The CFI's GSK Judgment
Jean-Michel Coumes and Elisabethann Wright of Hogan & Hartson (Brussels) write:On 27 September 2006, in a long-awaited judgment [1], the European Court of First Instance (CFI) partly annulled a 2001 decision of the European Commission finding that GSK's General Sales Conditions to its wholesalers in Spain infringed Article 81(1) EC (equivalent of Section 1 of the Sherman Act) and denying GSK an exemption under Article 81(3) EC. According to the CFI, the Commission erred in considering only the short-term, price-impact issues in its analysis in EC competition law while ruling out consideration of the issues raised by GSK as to the longer-term, anti-competitive impact on innovation of parallel traders' price arbitrage.
The CFI judgment is of particular interest to pharmaceutical companies as it examines the justification of steps they have taken to address the issue of parallel trade. Although the CFI considers that limitations on parallel trade may have restrictive effects, even in industries like the pharmaceutical sector where manufacturers are often not free to determine the price of their own products, it also recognizes that such limitations may constitute efficiencies by preserving pharmaceutical companies' incentives to invest in R&D.

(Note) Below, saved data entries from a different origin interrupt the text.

Issue #634, opened 2020-12-28
Add a getType method for the DiskDrive peripheral


GamesArsenal96:
I think adding a getType method for the DiskDrive would be a good addition so we can only allow certain devices through code like: 
Disc
Disk
Computer
Turtle
Pocket
Maybe in the isDiskPresent method it could return the type of disk or make a method on its own

Lupus590:
I assume that disc is for the vanilla and vanilla-like music discs personally I would call those records in a getType method for less ambiguity.

GamesArsenal96:
> I assume that disc is for the vanilla and vanilla-like music discs personally, I would call those records in a getType method for less ambiguity.

Yes definitely

SquidDev:
Curious as to the use-case of "only allow certain devices"?

I don't have any objections, but I am worried that people are going to start relying on `getType() == "record"` or something instead of `disk.hasAudio`, and that's going to blow up once you have non-default `IMedia` implementations.

GamesArsenal96:
> Curious as to the use-case of "only allow certain devices"?
> 
> I don't have any objections, but I am worried that people are going to start relying on `getType() == "record"` or something instead of `disk.hasAudio`, and that's going to blow up once you have non-default `IMedia` implementations.

Well because there is no way to differentiate if a computer, pocket computer, or turtle is in the drive you can only check if the item has data

SquidDev:
Well, I got that far :p. Just curious as to what you're _actually_ trying to do here.

Wojbie:
A good solution would be to just do `getType() == "audio"` instead of `record` and have it be that if `disk.hasAudio` instead of if its record. Solves issue in future new audio media compatibility.

In fact that is exactly what #638 does under the hood it just calls all playable audio sources `record`

PR #638, opened 2020-12-30
Added disk.getType (SquidDev-CC/CC-Tweaked#634)

MCJack123:
This PR implements `disk.getType` as described in #634, but with a few changes:
* Music disks are reported as `"record"` to avoid ambiguity
* When the drive is empty, it reports `"empty"`
* If the type is unable to be determined (can't really think of a reason why this may be, but mods may add something?), it returns `nil`
* The drive method is currently named `getDiskType` to avoid a collision with `IPeripheral.getType()` - maybe this could be changed? (I'm not super experienced with Cobalt's APIs.)

screenshot

Not sure how well-done this is, but it works enough for me in testing.

### DIFF
--- a/src/main/java/dan200/computercraft/shared/peripheral/diskdrive/DiskDrivePeripheral.java
+++ b/src/main/java/dan200/computercraft/shared/peripheral/diskdrive/DiskDrivePeripheral.java
@@ -11,7 +11,11 @@ import dan200.computercraft.api.media.IMedia;
 import dan200.computercraft.api.peripheral.IComputerAccess;
 import dan200.computercraft.api.peripheral.IPeripheral;
 import dan200.computercraft.shared.MediaProviders;
+import dan200.computercraft.shared.computer.items.ItemComputer;
+import dan200.computercraft.shared.computer.items.ItemComputerBase;
 import dan200.computercraft.shared.media.items.ItemDisk;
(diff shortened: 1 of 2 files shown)


src/main/java/dan200/computercraft/shared/peripheral/diskdrive/DiskDrivePeripheral.java
```diff
@@ -194,6 +197,46 @@ public final void ejectDisk()
...
+            return "pocket";
+        }
+        else if ( MediaProviders.get( stack ) != null && MediaProviders.get( stack ).getAudio( stack ) != null )
+        {
+            return "record";
+        }
+        else
+        {
+            return null;
+        }
```
SquidDev, line 237: This should really be a (default) method on `IMedia` (and then overridden on the various `IMedia` implementations) rather than an if-else block here. Probably worth doing this the proper OOP (and more importantly, extensible) way.

SquidDev (changes requested):
I'm leaving this as a review request, as I'd like to change it if/when this gets merged.

However, I'd really like to sort out what #634 is going to be used for first. It's not clear how we (or rather, programs consuming this API) should handle non-ComputerCraft `IMedia` implementations (such as Plethora's neural interface or OC's disks).

PR #639, opened 2020-12-30
add isReadOnly to fs.attributes

Lupus590:


SquidDev:
Thanks Lupus! 

Would you be able to update the documentation too? I guess we should mention it on line 474 and in the return type.

src/main/java/dan200/computercraft/core/apis/FSAPI.java
```diff
@@ -471,16 +471,16 @@ public final Object getCapacity( String path ) throws LuaException
     /**
      * Get attributes about a specific file or folder.
      *
-     * The returned attributes table contains information about the size of the file, whether it is a directory, and
-     * when it was created and last modified.
+     * The returned attributes table contains information about the size of the file, whether it is a directory,
+     * when it was created and last modified, and  whether it is read only.
```
SquidDev, line 475:
```suggestion
     * when it was created and last modified, and whether it is read only.
```

SquidDev (changes requested):

SquidDev:
Thank you!

Issue #504, opened 2020-07-20
Turtles and computers no longer stack due to ids being kept when they are broken


ralphgod3:
I could not find a method of clearing the turtle/computer id from them, this leads to unstackable computers/turtles
So could a way to do this be added into the mod

original feature request that caused this issue: https://github.com/SquidDev-CC/CC-Tweaked/pull/437

 - Explanation of how the feature/change should work:
config option to use the old way of labeling turtles or an ingame command to clear ids of a computer
 - Some rationale/use case for a feature. My general approach to designing new features is to ask yourself
quite a few of my more advanced programs place turtles themselves this leads to some issues when the turtles dont stack anymore.

edit: i need to learn how to spell.

SquidDev:
I guess the cleanest thing todo would be add  recipe which clears a computer of all additional data. So you place a single computer in a crafting table, and get out a computer with no id or label. Fairly sure this is similar to what other mods do.

Lemmmy:
It might be too easy to accidentally wipe a turtle with the crafting method. Obviously it wouldn't happen when crafting with peripherals, because you could only put one in anyway, however its defintiely very easy to do if you have some sort of `turtle.craft()` system going - if you end up missing an item, the turtle is gonna wipe itself as a valid reicpe. It could also feasibly happen with a few misplaced shift-clicks.

Another proposal was letting the computer lose its ID if the drive is empty when being broken, but I can see this causing more complexity. The computer will have to perform a filesystem check on the main thread every time it's broken, so unless there's a way round that, there doesn't seem to be a very clean solution. This one could also lead to somebody losing an ID they care about.

Naheulf:
> I don't think doing "does this computer have files" is a great way of doing it. It makes sense, but I don't think it's the most intuative.
It's not the most intuitive but you can't do that by mistake.

And how about a message in the advanced tool-tip that explicitly said how to do that ? Example: "Remove all files and tags to make this turtle stackable"

ralphgod3:
> I don't think doing "does this computer have files" is a great way of doing it. It makes sense, but I don't think it's the most intuative. You'll have some computers which'll drop with their ID and some which won't, and it may take a while for people to figure out why.
> 
> @ralphgod3 can you explain exactly what you're doing? I'm trying to envision a situation where you'd automatically place turtles and then not want them to keep their files.
> 
> **Edit:** Oh, are you booting them off an adjacent disk? That'd make sense I guess.

[...]

PR #653, opened 2021-01-05
Computers no longer keep IDs 

99-lives:
See #504 for discussion and justification. Happy to continue the discussion in that issue if you aren't convinced.

1. Unlabeled computers and turtles no longer keep their IDs when broken, reverting the behavior introduced in #437.
2. CraftOS programs `edit`, `wget` and `pastebin get` now print a warning to the user after completion, if they are ran on an unlabeled computer.
3. Added a line to the label help doc explaining that unlabeled computers will lose their files.

My warning message is pretty wordy, so I'm happy to hear any other suggestions to slim it down.

Note that the code that displays computer IDs in inventory tooltips is still present, but as far as I'm aware, is now unused. I'm afraid I'm not familiar enough with this project to find and delete that code.

### DIFF
--- a/src/main/java/dan200/computercraft/shared/computer/items/ComputerItemFactory.java
+++ b/src/main/java/dan200/computercraft/shared/computer/items/ComputerItemFactory.java
@@ -19,7 +19,9 @@ public final class ComputerItemFactory
     @Nonnull
     public static ItemStack create( TileComputer tile )
     {
-        return create( tile.getComputerID(), tile.getLabel(), tile.getFamily() );
+        String label = tile.getLabel();
+        int id = label != null ? tile.getComputerID() : -1;
+        return create( id, label, tile.getFamily() );
     }
 
     @Nonnull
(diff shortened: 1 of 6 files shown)


Lupus590:
While I like the changes to the lua programs and think that that is a good idea along with extra docs about making sure that users don't accidentally lose data, I would prefer that there was a config option for preserving IDs.

99-lives:
Are you talking about a server wide config option in `computercraft-server.toml`? If so, the option could become a point of contention on multiplayer servers. But I supposed the same could be said about this whole patch. 

Would it be possible to make it a per-user setting? A command like `/computercraft keepid true` perhaps? This would affect every computer placed by the player, while leaving computers placed by turtles and other players unaffected. Unfortunately I lack the Forge or Java knowledge to implement this (I only created the Java patches using my experience with other languages, I don't actually know Java :laughing: )

Also is there something I can do to fix the license check in gradel? Like I said, I don't know Java.

MCJack123:
> Also is there something I can do to fix the license check in gradel? Like I said, I don't know Java.

Looks like you just need to merge in `mc-1.15.x` into your branch. The CI checks have been updated to check for 2021, but your files were forked while they still were in 2020.

99-lives:
Thanks @MCJack123, that worked.

SquidDev:
Thank you for your PR!

I'm afraid I'm not going to merge this. I really don't want to revert the changes to turtle drops, at least not wholesale. I've put a bit more explanation/rationale for the whole change in https://github.com/SquidDev-CC/CC-Tweaked/issues/504#issuecomment-756459791.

As such, the CFI judgment departs from the European Commission's customary approach that limitations on parallel trade should be considered as a quasi per se restriction of competition for which there exists no possible justifications. The judgment raises the standards of proof that the European Commission must respect in order to deny an Article 81(3) exemption to agreements between undertakings that may limit parallel trade in the pharmaceutical industry.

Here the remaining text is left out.